张成是什么时候开始频繁出现在苏叶身边的,林希说不准。她只记得从某一天开始,张成来苏叶座位旁边的次数变多了。不是借笔记本,就是问,有时候什么都不借、什么都不问,就站在旁边站一会儿,说一句“今天作业好多”或者“这节数学课我听不懂”,然后站几秒就走了。苏叶会回应他,借笔记本给他,题讲给他听,偶尔也接一句“是好多”或者“我也听不懂”。语气不冷不热,和对待其他同学没什么区别。但林希注意到,苏叶和张成说话的时候,眼睛不躲了。

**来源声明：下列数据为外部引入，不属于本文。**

PR #4780, opened 2021-03-21
Fix MP dropdown conditions

### LINKED ISSUE #4778: MP setup changes tribes of savegame players
Select a savegame in the LaunchMPG setup. It is possible to share a saved slot with a different player, even if that player uses a different tribe, resulting in the shared slot to be assigned a different tribe. It is also possible to assign an AI to a player with New Tribe, in which case the tribe is changed to Amazons.

matthiakl:
Fixes #4778


Noordfrees (approved):
LGTM, tested and working :)

PR #4793, opened 2021-03-31
Fix amazons fortified village

Noordfrees:
https://www.widelands.org/forum/topic/5170/?page=1#post-36272


hessenfarmer (approved):
change looks good.
Thanks for fixing up my errors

以前苏叶跟任何人说话都不看对方——不是不礼貌,是一种怕被看见的闪躲。但跟张成说话的时候,她的目光是稳的,像一潭不流动的水。
林希不知道这意味着什么。她也不想猜。
张成开始坐在苏叶旁边。不是正式的同桌,是自习课的时候搬着凳子坐过来,把自己的课本和作业本摊在苏叶桌上,两个人挤在一起写作业。“这道题怎么做?”“辅助线画哪里?”“你英语笔记借我抄一下。”张成问,苏叶答。张成的问题很多,多到有时候林希觉得他是故意问的。那些题他明明会做,他偏要问。林希看得出来,但苏叶看不看得出来,她不知道。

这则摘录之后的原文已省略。